From the data below, retype exactly the lines starting with the one that contains "PR #4026, opened 2025-01-24" and ending with the one that contains "This PR enables", both included.

[Stored data]
=== Section Start ===

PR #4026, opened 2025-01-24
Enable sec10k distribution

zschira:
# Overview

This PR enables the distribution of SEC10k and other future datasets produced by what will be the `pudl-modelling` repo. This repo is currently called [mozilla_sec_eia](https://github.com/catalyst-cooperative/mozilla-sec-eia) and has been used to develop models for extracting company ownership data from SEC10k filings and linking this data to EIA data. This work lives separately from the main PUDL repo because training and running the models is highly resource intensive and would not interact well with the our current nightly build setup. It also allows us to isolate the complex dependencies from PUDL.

=== Section End ===
=== Section Start ===

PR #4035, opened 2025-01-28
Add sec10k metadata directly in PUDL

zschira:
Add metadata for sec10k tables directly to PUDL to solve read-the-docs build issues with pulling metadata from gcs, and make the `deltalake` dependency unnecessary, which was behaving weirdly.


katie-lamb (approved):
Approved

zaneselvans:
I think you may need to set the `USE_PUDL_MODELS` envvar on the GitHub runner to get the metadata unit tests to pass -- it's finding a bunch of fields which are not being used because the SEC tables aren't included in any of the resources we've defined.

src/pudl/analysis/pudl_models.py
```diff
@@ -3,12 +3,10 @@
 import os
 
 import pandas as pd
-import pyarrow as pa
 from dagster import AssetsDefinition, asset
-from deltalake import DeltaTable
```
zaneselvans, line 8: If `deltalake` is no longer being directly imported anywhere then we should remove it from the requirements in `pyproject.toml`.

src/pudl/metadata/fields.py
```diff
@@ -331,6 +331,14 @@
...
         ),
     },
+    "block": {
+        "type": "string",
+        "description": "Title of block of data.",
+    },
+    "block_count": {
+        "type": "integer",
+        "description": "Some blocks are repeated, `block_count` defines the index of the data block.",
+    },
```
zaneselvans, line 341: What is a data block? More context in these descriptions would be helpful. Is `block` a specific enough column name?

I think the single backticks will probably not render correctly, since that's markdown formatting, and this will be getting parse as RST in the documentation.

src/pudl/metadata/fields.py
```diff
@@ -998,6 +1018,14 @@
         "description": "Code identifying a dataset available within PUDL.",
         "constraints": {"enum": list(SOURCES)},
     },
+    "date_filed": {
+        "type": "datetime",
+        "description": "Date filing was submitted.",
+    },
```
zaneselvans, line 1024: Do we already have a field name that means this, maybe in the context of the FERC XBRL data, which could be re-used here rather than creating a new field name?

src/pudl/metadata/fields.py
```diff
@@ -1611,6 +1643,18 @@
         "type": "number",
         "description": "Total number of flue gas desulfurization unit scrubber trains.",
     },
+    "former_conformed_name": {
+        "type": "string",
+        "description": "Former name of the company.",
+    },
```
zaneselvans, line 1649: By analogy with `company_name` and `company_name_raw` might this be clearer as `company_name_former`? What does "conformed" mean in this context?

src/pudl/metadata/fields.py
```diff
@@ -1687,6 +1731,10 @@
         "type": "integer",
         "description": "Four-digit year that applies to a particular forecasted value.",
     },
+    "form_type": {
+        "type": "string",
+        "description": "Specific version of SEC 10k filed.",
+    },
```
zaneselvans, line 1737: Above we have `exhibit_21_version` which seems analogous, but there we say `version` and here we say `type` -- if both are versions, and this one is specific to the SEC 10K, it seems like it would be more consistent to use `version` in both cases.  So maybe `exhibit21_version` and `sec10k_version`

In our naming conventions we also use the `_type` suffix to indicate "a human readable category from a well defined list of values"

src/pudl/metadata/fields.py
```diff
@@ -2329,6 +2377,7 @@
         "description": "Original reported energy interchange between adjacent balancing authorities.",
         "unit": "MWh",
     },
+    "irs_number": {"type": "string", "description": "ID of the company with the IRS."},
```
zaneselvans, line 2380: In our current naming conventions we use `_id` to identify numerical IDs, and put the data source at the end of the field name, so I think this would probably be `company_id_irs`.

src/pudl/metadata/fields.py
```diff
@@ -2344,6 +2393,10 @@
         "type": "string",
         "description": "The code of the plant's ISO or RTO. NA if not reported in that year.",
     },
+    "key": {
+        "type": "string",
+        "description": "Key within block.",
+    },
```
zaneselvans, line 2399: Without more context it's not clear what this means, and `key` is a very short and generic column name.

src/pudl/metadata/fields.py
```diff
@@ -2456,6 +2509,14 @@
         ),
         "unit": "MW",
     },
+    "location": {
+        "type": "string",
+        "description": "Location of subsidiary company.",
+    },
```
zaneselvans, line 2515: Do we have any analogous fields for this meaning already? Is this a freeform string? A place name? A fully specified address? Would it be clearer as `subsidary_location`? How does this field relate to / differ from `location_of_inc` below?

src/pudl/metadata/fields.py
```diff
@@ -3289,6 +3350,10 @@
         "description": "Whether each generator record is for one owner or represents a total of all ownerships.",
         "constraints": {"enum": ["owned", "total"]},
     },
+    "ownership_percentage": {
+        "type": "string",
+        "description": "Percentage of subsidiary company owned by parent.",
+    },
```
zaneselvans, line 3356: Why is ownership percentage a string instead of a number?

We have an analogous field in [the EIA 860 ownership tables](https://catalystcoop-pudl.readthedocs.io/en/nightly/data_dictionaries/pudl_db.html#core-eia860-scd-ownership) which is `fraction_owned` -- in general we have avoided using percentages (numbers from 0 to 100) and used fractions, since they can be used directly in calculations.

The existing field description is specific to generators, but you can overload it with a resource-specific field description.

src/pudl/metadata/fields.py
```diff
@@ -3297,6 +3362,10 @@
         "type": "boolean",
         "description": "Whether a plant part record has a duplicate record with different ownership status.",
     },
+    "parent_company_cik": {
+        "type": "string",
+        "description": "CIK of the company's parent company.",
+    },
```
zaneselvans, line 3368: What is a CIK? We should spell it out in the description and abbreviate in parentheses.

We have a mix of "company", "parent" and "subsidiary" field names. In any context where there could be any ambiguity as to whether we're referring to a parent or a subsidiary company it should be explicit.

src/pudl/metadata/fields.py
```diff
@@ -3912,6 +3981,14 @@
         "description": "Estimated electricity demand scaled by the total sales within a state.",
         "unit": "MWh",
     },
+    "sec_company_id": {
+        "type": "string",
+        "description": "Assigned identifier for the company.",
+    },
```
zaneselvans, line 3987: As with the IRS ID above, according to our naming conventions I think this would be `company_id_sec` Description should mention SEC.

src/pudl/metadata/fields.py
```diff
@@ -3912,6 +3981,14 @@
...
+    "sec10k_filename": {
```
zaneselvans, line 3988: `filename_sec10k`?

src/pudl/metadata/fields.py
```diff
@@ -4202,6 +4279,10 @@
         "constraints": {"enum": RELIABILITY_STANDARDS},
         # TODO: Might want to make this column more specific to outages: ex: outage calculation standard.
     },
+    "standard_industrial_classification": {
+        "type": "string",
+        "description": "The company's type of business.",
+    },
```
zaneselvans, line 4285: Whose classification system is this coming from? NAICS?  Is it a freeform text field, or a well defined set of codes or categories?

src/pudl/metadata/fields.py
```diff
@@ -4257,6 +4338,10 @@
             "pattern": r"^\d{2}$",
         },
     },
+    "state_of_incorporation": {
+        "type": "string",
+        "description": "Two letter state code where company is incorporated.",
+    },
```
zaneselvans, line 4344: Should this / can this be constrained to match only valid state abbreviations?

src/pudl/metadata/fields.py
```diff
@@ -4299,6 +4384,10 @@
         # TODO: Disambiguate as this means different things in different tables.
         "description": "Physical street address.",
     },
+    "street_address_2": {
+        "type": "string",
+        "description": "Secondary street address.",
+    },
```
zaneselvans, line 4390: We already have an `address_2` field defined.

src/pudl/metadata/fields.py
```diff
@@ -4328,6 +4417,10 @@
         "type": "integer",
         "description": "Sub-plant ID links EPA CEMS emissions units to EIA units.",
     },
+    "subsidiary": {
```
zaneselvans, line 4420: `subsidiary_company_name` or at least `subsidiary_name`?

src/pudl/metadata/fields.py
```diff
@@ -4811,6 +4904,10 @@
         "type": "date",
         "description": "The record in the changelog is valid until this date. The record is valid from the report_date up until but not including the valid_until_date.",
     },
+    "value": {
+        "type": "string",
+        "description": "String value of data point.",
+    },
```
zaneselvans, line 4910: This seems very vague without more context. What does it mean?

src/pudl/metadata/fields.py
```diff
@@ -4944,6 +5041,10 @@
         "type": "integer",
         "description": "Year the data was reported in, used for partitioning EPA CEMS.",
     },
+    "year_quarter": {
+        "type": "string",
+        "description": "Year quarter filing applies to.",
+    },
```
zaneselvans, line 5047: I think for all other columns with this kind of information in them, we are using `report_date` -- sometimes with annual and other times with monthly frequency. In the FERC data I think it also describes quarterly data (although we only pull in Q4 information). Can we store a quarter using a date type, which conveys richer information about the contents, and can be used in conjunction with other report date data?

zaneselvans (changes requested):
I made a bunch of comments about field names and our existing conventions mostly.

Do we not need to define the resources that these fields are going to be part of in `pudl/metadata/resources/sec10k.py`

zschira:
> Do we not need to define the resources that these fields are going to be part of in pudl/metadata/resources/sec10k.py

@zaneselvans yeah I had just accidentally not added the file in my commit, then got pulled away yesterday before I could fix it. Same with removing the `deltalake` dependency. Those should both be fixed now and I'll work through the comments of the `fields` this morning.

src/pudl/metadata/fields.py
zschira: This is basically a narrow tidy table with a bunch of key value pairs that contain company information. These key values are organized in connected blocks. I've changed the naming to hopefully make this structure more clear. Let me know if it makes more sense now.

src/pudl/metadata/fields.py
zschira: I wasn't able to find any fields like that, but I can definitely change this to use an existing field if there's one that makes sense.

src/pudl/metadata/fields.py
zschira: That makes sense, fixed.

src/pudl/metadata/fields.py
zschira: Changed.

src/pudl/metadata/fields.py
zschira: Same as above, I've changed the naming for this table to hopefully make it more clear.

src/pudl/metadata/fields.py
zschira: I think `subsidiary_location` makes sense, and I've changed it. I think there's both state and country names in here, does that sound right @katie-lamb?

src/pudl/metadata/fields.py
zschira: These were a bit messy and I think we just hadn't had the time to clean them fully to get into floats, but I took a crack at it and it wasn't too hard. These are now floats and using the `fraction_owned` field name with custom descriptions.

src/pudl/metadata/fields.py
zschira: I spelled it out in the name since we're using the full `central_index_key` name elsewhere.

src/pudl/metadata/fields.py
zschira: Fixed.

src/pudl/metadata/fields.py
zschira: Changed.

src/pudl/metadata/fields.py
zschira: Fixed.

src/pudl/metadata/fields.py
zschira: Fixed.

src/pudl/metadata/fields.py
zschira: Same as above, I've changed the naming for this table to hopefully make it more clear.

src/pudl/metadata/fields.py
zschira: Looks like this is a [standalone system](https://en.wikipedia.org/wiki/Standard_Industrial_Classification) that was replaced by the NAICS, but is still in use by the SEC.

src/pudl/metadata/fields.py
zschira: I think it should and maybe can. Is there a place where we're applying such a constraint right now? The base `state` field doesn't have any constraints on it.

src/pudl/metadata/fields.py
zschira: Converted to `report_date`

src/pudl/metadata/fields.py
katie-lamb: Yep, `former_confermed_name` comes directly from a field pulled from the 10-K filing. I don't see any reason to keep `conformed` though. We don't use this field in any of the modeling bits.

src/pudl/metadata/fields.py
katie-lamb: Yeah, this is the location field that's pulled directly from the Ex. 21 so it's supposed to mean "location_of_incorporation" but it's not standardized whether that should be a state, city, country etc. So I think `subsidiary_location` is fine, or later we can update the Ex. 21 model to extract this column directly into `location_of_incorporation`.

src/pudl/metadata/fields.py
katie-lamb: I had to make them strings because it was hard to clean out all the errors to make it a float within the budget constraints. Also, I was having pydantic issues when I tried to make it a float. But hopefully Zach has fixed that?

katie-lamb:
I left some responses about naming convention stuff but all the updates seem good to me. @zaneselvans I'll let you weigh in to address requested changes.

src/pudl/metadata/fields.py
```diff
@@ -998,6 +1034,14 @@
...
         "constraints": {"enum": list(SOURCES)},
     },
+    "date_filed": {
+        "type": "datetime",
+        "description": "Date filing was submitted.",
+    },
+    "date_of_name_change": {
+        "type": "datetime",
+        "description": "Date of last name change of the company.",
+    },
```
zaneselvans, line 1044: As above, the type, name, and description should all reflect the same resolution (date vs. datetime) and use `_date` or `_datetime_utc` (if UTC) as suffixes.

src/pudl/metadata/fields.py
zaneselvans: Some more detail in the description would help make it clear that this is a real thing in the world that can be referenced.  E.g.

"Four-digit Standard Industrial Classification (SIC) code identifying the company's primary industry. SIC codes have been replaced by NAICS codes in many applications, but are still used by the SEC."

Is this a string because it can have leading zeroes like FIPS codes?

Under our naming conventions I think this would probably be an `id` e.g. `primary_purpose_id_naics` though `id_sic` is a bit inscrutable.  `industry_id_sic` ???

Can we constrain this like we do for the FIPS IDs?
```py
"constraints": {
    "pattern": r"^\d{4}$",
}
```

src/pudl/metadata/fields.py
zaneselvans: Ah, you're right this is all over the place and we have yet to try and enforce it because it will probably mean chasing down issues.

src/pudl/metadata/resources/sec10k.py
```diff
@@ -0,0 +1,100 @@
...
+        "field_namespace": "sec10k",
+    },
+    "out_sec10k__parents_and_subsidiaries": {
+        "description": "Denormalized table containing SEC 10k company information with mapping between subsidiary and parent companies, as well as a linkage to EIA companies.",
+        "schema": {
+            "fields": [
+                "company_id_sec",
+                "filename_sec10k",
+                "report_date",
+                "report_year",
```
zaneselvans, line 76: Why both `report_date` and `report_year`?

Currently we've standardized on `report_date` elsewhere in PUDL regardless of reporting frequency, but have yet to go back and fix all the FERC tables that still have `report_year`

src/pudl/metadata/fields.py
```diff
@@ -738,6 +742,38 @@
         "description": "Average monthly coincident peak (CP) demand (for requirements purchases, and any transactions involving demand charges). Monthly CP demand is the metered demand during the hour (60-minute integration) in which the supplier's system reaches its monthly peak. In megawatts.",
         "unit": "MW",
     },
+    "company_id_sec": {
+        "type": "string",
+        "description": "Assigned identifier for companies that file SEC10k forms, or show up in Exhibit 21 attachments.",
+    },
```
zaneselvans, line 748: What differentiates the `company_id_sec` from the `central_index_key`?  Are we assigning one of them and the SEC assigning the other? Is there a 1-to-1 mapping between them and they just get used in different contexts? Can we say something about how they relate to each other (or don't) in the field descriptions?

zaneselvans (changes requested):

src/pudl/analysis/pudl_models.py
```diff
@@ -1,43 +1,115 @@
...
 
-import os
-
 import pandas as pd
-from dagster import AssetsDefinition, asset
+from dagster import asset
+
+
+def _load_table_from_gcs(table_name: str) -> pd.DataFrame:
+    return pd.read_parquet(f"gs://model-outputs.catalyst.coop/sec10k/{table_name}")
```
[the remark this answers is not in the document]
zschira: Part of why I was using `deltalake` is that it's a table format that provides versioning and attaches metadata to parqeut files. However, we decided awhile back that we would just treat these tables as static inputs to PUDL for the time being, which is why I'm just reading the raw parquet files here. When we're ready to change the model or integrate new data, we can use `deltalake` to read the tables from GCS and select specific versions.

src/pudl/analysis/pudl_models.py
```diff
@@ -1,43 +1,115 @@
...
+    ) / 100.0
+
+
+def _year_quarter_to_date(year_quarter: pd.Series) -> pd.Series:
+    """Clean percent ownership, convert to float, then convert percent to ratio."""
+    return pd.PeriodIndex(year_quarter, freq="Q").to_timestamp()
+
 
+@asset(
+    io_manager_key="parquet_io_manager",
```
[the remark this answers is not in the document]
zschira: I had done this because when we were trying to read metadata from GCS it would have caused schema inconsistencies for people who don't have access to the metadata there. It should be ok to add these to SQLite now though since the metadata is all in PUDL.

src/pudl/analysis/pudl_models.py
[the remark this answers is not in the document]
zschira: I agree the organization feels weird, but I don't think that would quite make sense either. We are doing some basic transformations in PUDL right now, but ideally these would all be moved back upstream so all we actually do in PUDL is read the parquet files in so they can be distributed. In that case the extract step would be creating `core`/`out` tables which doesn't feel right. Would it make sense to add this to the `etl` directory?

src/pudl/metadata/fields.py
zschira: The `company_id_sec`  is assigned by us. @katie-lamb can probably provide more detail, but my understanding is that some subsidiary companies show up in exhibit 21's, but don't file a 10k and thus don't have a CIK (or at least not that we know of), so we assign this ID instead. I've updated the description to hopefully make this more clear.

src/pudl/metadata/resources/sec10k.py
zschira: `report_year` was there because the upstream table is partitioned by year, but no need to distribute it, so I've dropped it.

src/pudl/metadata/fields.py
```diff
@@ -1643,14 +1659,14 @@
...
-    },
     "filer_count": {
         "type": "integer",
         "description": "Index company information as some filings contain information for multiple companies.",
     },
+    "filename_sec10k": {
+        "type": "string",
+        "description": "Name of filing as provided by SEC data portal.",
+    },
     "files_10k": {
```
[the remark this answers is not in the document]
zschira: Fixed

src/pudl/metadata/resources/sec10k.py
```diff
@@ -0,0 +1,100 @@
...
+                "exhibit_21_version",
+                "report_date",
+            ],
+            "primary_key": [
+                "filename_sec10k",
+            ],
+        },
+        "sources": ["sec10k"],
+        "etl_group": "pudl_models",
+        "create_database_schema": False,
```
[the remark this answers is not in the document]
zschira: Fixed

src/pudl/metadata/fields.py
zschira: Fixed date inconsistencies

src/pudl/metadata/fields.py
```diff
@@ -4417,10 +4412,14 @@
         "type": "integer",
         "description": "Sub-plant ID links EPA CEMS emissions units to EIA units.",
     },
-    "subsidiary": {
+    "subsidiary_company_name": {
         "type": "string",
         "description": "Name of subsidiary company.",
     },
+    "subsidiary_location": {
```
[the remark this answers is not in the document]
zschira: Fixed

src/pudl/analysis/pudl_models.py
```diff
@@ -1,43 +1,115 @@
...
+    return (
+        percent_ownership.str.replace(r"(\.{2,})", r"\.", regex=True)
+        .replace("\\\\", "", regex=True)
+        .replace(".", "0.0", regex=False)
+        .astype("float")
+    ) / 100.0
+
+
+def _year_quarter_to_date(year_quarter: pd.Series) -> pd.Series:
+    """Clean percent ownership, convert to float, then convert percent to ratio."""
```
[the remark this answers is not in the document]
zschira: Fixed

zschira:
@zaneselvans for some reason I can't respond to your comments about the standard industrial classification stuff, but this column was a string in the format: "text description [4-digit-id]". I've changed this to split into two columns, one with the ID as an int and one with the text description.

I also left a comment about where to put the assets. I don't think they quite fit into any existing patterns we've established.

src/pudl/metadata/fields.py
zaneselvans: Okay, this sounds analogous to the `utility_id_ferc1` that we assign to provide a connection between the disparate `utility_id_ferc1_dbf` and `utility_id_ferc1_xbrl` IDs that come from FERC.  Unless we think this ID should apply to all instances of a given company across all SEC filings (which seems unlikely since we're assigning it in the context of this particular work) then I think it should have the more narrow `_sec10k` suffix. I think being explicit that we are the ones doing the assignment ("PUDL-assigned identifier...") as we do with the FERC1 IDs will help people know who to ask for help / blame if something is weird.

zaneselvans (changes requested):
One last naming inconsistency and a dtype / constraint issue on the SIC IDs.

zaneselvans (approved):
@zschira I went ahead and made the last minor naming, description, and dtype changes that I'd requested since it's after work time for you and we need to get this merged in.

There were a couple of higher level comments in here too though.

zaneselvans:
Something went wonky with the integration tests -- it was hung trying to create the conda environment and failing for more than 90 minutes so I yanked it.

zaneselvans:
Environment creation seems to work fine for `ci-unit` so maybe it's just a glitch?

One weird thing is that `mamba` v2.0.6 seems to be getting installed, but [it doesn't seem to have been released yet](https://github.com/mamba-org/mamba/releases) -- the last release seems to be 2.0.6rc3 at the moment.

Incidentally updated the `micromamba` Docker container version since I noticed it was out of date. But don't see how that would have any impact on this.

=== Section End ===
=== Section Start ===

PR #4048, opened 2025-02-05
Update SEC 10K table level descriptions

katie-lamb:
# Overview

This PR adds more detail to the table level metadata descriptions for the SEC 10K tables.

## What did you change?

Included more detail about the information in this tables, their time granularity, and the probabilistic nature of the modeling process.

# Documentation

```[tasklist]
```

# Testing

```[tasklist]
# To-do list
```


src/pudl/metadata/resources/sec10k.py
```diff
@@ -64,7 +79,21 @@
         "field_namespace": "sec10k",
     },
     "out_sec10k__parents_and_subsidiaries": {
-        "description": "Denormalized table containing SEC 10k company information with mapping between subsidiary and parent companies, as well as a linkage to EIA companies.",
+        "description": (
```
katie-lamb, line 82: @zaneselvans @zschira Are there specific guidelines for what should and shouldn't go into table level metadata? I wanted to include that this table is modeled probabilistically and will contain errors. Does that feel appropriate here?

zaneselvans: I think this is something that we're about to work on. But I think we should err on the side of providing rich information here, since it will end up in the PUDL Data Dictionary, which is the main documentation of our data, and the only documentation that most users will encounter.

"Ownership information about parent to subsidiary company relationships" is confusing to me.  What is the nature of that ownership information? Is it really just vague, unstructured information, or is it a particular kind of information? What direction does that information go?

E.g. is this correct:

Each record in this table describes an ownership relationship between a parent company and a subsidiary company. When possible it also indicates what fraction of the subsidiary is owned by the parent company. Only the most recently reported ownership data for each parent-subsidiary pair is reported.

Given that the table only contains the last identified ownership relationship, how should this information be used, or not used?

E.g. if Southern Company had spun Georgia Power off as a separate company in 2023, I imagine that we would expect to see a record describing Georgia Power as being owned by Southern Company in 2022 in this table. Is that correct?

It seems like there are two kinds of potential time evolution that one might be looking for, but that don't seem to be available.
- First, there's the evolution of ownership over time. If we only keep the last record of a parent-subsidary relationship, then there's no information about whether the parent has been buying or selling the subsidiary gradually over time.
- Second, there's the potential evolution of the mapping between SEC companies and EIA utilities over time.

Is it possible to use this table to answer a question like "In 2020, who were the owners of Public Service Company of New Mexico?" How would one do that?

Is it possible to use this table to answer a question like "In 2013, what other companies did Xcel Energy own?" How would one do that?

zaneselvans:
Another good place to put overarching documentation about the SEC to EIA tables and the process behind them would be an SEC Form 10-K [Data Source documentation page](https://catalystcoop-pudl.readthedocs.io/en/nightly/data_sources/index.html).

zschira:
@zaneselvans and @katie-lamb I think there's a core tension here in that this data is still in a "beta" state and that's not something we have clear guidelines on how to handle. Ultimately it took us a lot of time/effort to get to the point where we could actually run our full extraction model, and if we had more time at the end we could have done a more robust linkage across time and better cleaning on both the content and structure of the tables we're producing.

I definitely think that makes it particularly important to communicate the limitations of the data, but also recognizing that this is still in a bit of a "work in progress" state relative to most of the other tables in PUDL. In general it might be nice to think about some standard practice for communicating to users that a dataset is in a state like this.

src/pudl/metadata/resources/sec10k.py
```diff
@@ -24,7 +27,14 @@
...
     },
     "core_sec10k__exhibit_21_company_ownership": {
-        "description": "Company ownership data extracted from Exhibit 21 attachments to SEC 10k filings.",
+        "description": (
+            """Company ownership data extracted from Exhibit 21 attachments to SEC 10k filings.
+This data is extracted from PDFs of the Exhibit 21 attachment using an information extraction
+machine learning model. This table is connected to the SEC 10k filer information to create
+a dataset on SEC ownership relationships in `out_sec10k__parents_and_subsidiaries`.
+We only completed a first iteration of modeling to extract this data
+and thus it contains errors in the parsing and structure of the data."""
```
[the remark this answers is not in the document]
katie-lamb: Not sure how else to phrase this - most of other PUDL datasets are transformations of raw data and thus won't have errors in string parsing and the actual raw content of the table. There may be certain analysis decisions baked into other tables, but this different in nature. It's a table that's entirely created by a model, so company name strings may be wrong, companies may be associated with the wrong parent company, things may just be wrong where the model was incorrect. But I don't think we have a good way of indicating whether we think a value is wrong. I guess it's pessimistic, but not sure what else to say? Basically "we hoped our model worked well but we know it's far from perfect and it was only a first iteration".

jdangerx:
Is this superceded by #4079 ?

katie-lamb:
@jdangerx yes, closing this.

=== Section End ===

→ Result of the task
PR #4026, opened 2025-01-24
Enable sec10k distribution

zschira:
# Overview

This PR enables the distribution of SEC10k and other future datasets produced by what will be the `pudl-modelling` repo. This repo is currently called [mozilla_sec_eia](https://github.com/catalyst-cooperative/mozilla-sec-eia) and has been used to develop models for extracting company ownership data from SEC10k filings and linking this data to EIA data. This work lives separately from the main PUDL repo because training and running the models is highly resource intensive and would not interact well with the our current nightly build setup. It also allows us to isolate the complex dependencies from PUDL.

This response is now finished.